Step 4: Run your container
docker run -p 3000:3000 my-docker-app
-p 3000:3000— maps port 3000 on your laptop to port 3000 inside the container
Open your browser and go to http://localhost:3000. You'll see "Hello from Docker!"
Press Ctrl + C to stop the container.
Step 5: Run in the background (detached mode)
The previous command ran the container in your terminal window. To run it in the background:
docker run -d -p 3000:3000 --name my-app my-docker-app
-d— detached mode (runs in the background)--name my-app— gives the container a human-readable name
The container is running now without occupying your terminal. Check it:
docker ps
This lists all running containers. You'll see my-app in the list.
Essential Docker commands
# List running containers
docker ps
# List all containers (including stopped ones)
docker ps -a
# List all local images
docker images
# Stop a running container
docker stop my-app
# Start a stopped container
docker start my-app
# Remove a container
docker rm my-app
# Remove an image
docker rmi my-docker-app
# View container logs
docker logs my-app
# Follow logs in real time
docker logs -f my-app
# Run a command inside a running container
docker exec -it my-app sh
Step 6: Add a .dockerignore file
Just like .gitignore tells Git which files to ignore, .dockerignore tells Docker which files to exclude from the image build. This keeps images small and prevents accidentally copying secrets.
Create .dockerignore:
node_modules
.env
.git
*.log
Dockerfile
.dockerignore
Always exclude node_modules — they get installed inside the container during RUN npm install, so you don't need to copy them in from your machine.
Step 7: Build a Python image (same pattern, different base)
The Dockerfile pattern is the same for any language. Here's a Python example:
Create a new folder:
mkdir my-python-app
cd my-python-app
Create app.py:
print("Hello from a Python container!")
Create requirements.txt (empty for now):
touch requirements.txt
Create the Dockerfile:
FROM python:3.12-slim
WORKDIR /app
COPY requirements.txt .
RUN pip install --no-cache-dir -r requirements.txt
COPY . .
CMD ["python", "app.py"]
Build and run:
docker build -t my-python-app .
docker run my-python-app
You'll see "Hello from a Python container!" printed in your terminal.
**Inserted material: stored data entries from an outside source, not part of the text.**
PR #106, opened 2017-05-04
Rework StrictDateTime

lafrech:
This commit

- factorizes the TZ awareness enforcement logic (I wonder why I didn't do that right away...)

- makes `StrictDateTime` bonus field reject `datetime.datetime` instances, which is coherent with `DateTime`. Accepting `datetime.datetime` instances is done in umongo's `StrictDateTimeField` only, just like with `DateTimeField`.

Should I had test for this?

### DIFF
--- a/HISTORY.rst
+++ b/HISTORY.rst
@@ -4,6 +4,8 @@ History
 
 dev
 ---
+* Fix StrictDateTime bonus field: _deserialize does not accept datetime.datetime
+  instances (see #106)
 * Add force_reload param to Reference.fetch (see #96)
 
 0.13.0 (2017-03-03)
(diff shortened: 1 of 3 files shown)


touilleMan:
Do you think tests are really useful for this (I mean if `StrictDateTime` is already well tested no need) ?
You should add a line about this in the `HISTORY.rst` however.

lafrech:
> Do you think tests are really useful for this (I mean if StrictDateTime is already well tested no need) ?

Nope. I could add a test for this change (test that it now rejects `datetime` instances), but I don't think it would be of much interest.

> You should add a line about this in the HISTORY.rst however.

Done !

touilleMan:
merged :+1:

What changes between runs vs rebuilds
| Scenario | What to do |
|---|---|
| Changed code, same dependencies | docker build again — the COPY . . layer rebuilds |
| Added new packages | Update package.json or requirements.txt, then docker build again |
| Just want to restart the app | docker stop my-app && docker start my-app |
| Want a fresh container from the same image | docker run again |
The layered caching means rebuilds are fast when only your code changes — Docker reuses the cached layers for npm install / pip install.
What to learn next
- Docker Compose — run multiple containers together (e.g., your app + a database) with a single
docker-compose.ymlfile - Docker Hub — publish your images publicly so anyone can pull them with
docker pull - Volumes — persist data between container restarts
- Environment variables — pass config to containers with
-e KEY=valueor a.envfile - Multi-stage builds — build images with a compiler stage and a smaller runtime stage, reducing final image size
The core skill you've built here — Dockerfile → build → run — is the foundation everything else sits on.